DATA PROVIDED:
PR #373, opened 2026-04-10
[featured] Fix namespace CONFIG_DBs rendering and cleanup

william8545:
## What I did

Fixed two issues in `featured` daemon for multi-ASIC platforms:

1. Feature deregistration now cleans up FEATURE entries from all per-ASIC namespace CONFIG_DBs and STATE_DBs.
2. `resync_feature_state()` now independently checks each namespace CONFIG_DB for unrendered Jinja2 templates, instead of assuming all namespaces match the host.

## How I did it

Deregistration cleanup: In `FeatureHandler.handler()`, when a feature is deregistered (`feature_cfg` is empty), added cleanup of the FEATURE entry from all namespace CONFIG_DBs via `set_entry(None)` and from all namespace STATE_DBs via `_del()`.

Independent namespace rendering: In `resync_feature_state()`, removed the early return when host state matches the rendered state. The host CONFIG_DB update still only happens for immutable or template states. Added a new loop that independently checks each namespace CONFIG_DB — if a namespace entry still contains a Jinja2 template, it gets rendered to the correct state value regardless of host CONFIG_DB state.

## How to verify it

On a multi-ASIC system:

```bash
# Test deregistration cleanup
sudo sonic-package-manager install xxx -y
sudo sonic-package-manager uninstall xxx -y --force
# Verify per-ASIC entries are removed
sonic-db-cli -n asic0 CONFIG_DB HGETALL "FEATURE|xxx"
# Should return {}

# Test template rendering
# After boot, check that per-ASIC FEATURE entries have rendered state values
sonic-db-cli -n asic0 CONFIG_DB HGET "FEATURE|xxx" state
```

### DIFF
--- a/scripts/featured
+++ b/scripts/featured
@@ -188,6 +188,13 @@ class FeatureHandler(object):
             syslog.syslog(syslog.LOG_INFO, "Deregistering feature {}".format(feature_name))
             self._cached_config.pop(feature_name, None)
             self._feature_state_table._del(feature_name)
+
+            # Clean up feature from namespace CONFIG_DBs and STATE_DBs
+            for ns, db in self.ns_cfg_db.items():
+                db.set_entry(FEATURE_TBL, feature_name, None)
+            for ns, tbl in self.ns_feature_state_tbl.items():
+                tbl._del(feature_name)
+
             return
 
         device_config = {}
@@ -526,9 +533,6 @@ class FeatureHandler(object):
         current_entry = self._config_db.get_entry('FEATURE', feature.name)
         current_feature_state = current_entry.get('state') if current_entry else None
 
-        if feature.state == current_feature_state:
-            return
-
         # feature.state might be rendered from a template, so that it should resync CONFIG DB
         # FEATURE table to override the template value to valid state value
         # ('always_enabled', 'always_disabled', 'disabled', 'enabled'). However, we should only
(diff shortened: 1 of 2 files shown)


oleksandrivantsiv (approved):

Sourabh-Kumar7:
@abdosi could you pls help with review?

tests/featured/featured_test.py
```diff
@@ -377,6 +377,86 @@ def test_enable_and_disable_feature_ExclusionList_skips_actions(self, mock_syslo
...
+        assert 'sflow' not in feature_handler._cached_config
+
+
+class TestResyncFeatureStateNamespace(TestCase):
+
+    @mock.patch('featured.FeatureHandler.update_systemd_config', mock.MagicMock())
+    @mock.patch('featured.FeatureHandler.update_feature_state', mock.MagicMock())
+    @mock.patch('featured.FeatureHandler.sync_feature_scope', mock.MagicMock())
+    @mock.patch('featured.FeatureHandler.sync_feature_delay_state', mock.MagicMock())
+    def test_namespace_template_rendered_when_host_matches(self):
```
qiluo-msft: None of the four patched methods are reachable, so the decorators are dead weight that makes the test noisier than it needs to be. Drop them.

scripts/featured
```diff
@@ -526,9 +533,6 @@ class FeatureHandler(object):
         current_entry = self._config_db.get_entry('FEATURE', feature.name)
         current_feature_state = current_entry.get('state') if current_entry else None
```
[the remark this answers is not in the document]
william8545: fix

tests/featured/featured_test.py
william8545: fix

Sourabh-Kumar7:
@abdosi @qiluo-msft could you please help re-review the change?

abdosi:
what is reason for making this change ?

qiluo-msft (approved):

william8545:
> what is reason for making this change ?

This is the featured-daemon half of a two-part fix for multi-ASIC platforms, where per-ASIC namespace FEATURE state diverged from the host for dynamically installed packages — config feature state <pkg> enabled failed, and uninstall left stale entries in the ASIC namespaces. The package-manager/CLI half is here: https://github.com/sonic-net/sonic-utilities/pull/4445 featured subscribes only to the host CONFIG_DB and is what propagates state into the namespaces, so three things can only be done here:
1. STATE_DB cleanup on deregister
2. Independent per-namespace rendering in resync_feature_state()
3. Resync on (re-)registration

WHAT TO DO:
Using the records above, find the number of lines that contain the string "reason", and give that number without further comment.

RESPONSE TO THIS EXERCISE:
2